CHAPTER FIFTY-TWO TINA
CHAPTER FIFTY-TWO
T INA
Castillo is on the phone when Tina reaches his office.
“Okay, thanks.” He lowers his phone and pushes his chair back.
Tina steps inside the small room, holding her opened laptop in front of her chest, her pulse racing. “I think I’ve found the identity of the male passenger traveling as Chad Wickham.”
Castillo remains seated as Tina strides toward him and sets her laptop on his desk.
“I ran the deceased intruder at Rossi’s home through our database using the driver’s license Pratt found on him and learned that he spent the last four years at Otisville Federal for internet crime. He was released earlier this year.” She crosses her arms. “So I went through every Otisville prisoner released this year and compared their photos to Chad Wickham’s driver’s license.” She nods toward her laptop screen. “And I found him. Conner Abrams. He was let out from his three-year sentence for third-degree robbery last March and could easily pass for Chad Wickham. He served in the navy for six years, from 2005 to 2011, and was a Navy SEAL for the last four. Both men are five eleven, have brown eyes, brown hair, and very similar facial features.” She pivots to face Castillo. “I think this is who we’re looking for.”
“Good work. Send me his photo, and I’ll get it out to our search team. Get me his address, too, and I’ll send a patrol car to make sure he’s not home.” He stands from his chair. “The search team up north just found the female passenger’s body suspended in a tree near Otisco Lake. She had a parachute but sustained severe head injuries from her fall and was impaled by a tree limb through her broken neck. They cut her down and declared her dead at the scene.”
She cringes, envisioning the woman’s mangled body dangling from the tree. She swallows, wondering how her male conspirator fared—and baby Liam.
Conner Abrams’s Navy SEAL training would make him an expert parachuter. If he has Liam, and he kept hold of him during the jump, there’s a chance the boy is alive.
Tina covers her mouth with her hand. “Did they find the male passenger? Or the baby?” She braces herself for the answer to her second question, unsure if she can stomach the answer.
Castillo presses his lips into a hard line. “No. Not yet. Ruiz called before I got the news about the female parachuter. They’ve done a preliminary search of the aircraft, and there’s no sign of the missing infant.” He points a finger toward her. “You know the Finger Lakes area well from your time there as a kid?”
Tina nods. “Very well.”
He reaches for the bulletproof vest hanging on the wall beside his desk and dons it over his head. “Our Black Hawk is taking a SWAT team up north to join the search. The pilot wasn’t too excited to be flying in this weather, but the visibility has improved enough to go. It’s a good thing our chopper was already parked on the roof, because the pilot said it will be much easier to take off than it would have been to land. I’m going with them. I want you to come too.”

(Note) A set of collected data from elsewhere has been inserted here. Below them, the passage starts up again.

PR #147, opened 2015-05-06
Further improve UI/NSImage handling in checkout

jflinter:
#146 fixes UIImage handling in checkout, but now that we're doing it with a `data:` URI and there's no temporary-file state to clean up, we can move all of this logic to `STPCheckoutOptions` where it belongs. (It'll also be way easier to test, when we finally get around to it).

This also fixes the issue for OSX, which is much easier now that everything lives in `STPCheckoutOptions`.

r? @jamesreggio

### DIFF
--- a/Stripe/Checkout/STPCheckoutOptions.m
+++ b/Stripe/Checkout/STPCheckoutOptions.m
@@ -67,6 +67,23 @@
     return [[NSString alloc] initWithData:[NSJSONSerialization dataWithJSONObject:values options:0 error:nil] encoding:NSUTF8StringEncoding];
 }
 
+- (void)setLogoImage:(STP_IMAGE_CLASS * __stp_nullable)logoImage {
+    _logoImage = logoImage;
+#if TARGET_OS_IPHONE
+    NSString *base64 = [UIImagePNGRepresentation(logoImage) base64Encoding];
+#else
+    NSData *imageData = [logoImage TIFFRepresentation];
+    NSBitmapImageRep *imageRep = [NSBitmapImageRep imageRepWithData:imageData];
+    imageData = [imageRep representationUsingType:NSPNGFileType
+                                       properties:@{NSImageCompressionFactor: @1.0}];
+    NSString *base64 = [imageData base64EncodedStringWithOptions:0];
+#endif
+    if (base64) {
+        NSString *dataURLString = [NSString stringWithFormat:@"data:png;base64,%@", base64];
+        self.logoURL = [NSURL URLWithString:dataURLString];
+    }
+}
+
 #pragma mark - NSCopying
 
 - (id)copyWithZone:(__unused NSZone *)zone {
--- a/Stripe/Checkout/STPCheckoutViewController.m
+++ b/Stripe/Checkout/STPCheckoutViewController.m
@@ -86,11 +86,11 @@
 @implementation STPCheckoutViewController
 
 - (instancetype)initWithNibName:(__unused NSString *)nibNameOrNil bundle:(__unused NSBundle *)nibBundleOrNil {
-    return [self initWithOptions:nil];
+    return [self initWithOptions:[[STPCheckoutOptions alloc] init]];
 }
 
 - (instancetype)initWithCoder:(__unused NSCoder *)coder {
-    return [self initWithOptions:nil];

“What?” Has he forgotten I work behind a desk? Just the thought of flying through a storm in a Black Hawk with a SWAT team makes her heart race. “I don’t know that I’m—”
“I need someone with us who’s familiar with the area.” He strides past her. “Send me that info, and I’ll find you a bulletproof vest. Then meet me on the roof. We’re leaving in five.”
Speechless, Tina lifts her laptop and hurries back to her cubicle.
The floor is now brightly lit and bustling with activity: phones, people talking, fax machine beeps, and the chatter of keyboards as she passes several colleagues on her way to her desk. But all she can hear is her pulse pounding in her ears.
When she reaches her desk, she sets down her laptop and sends Conner Abrams’s information to Castillo without sitting down.
“Here you go.”
She turns to Castillo standing behind her, holding out a bulletproof vest.
“It’s just a precaution,” he adds, seeing the fear in her eyes.
She pulls it on, surprised by how heavy it is.
“Let’s go.” Castillo is already heading for the elevators.
Tina hurries after him, her pulse spiking at the rain pelting against the windows.
“You been on a chopper before?” he asks.
“Never.”
“Today might be a bit of a rough ride.”
When they reach the top floor, she hears the whir of the Black Hawk’s blades and the drone of its two jet engines. During their elevator ride, Castillo explained they’d be using a thermal camera attached to the helicopter to search the forested area surrounding the Finger Lakes. As she follows Castillo onto the roof, she’s hit with a rush of wind, unsure if the gust is from the storm or the chopper.
Adrenaline courses through her as she climbs inside the long, black helicopter and takes a seat beside Castillo, facing the tail. Across from them, a SWAT member hands them each a black-and-mint green headset.
“Put these on!” he yells.
Tina’s hand trembles as she dons the headset. The door beside her slides closed, and they lift away from the building. When the tail elevates into the air, she’s forced against the back of her seat and grips Castillo’s arm.
He turns, looking startled, and she releases her grip.
“Sorry,” she says into her mouthpiece. But her voice is drowned out by the rhythmic thump of the blades spinning overhead.